We kiss in the rain, then climb soaked into the car. Tom buckles me in and heads for home, but at Route 27, he turns west instead of east, and if you grew up out here like us, that’s not something you can do by accident no matter how hard it’s raining or how tired you are. When I look over for an explanation, Tom responds with a shit-eating grin.
“I told you I had a surprise.”
“Let me guess,” I say, almost too exhausted to care. “A weekend at the Peninsula?”
“Way better.”
“Really. You sure you can’t tell me? That way I’ll just be surprised now.”
“Kate, have we been working our butts off for like decades?” asks Tom, still smiling as he peers through the driving rain.
“Approximately.”
“Have we done well by our client?”
“You could say that.”
“And do you trust me?”
“You know I do,” I say, touching Tom’s shoulder and suddenly overcome by such warm feelings, I’m choking up for the umpteenth time today.

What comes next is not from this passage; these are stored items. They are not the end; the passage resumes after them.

PR #16205, opened 2021-08-05
containers: Install static Python checkers from PyPI

martinpitt:
Debian stable's pyflakes and pycodestyle are too old, and are missing a
lot of issues that our local versions (rightfully) complain about.
Install them from PyPI instead.

-----

This ought to fail right now, as our current code has some pycodestyle errors. I fixed them in #16204. But let's validate that it does.

### DIFF
--- a/containers/unit-tests/setup.sh
+++ b/containers/unit-tests/setup.sh
@@ -39,9 +39,8 @@ dependencies="\
     npm \
     nodejs:amd64 \
     pkg-config \
-    pyflakes3 \
     python3 \
-    python3-pep8 \
+    python3-pip \
     sassc \
     ssh \
     strace \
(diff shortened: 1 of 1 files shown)


martinpitt:
So this [unexpectedly succeeded](https://github.com/cockpit-project/cockpit/pull/16205/checks?check_run_id=3249459729) (aside from a timeout). Which is weird, locally it fails:
```
❱❱❱ containers/unit-tests/start shell
[...]
builder@9ef75b0d60fe:/$ cd /source/
builder@9ef75b0d60fe:/source$ tools/test-static-code 
1..8
ok 1 pyflakes pkg tools
ok 2 pyflakes test
ok 3 js-translatable-strings
ok 4 unsafe-security-policy
ok 5 patternfly-font-paths # skip dist/ not built
ok 6 json-verify
test/verify/check-packagekit:153:44: E261 at least two spaces before inline comment
test/verify/check-packagekit:247:19: E261 at least two spaces before inline comment
test/verify/check-packagekit:270:5: E303 too many blank lines (2)
test/verify/check-packagekit:1084:1: E302 expected 2 blank lines, found 1
test/verify/check-packagekit:1116:1: E302 expected 2 blank lines, found 1
not ok 7 pycodestyle test
ok 8 node_modules freshness
builder@9ef75b0d60fe:/source$ echo $?
1
```

Moreover, I also get these errors with the *current* container, so it is *not* about pyflakes/pycodestyle being too old.

There is something deeply wrong here, investigating..

martinpitt:
Got it, will send a new PR for that.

“Then sit back and relax. You’ve earned it, Counselor.”
Like a good girl, I do as I’m told, and after a while I even manage to doze off. When I open my eyes, Tom’s turned off 495 and is driving down a dark side road past overgrown lots and boarded-up houses. Where are we now? I’m disoriented and lost.
Then I see the sign for Kennedy Airport.
“Tom?”
Tom offers nothing but that same silly smile as he swerves into the lane for international departures and pulls up in front of the Air France terminal.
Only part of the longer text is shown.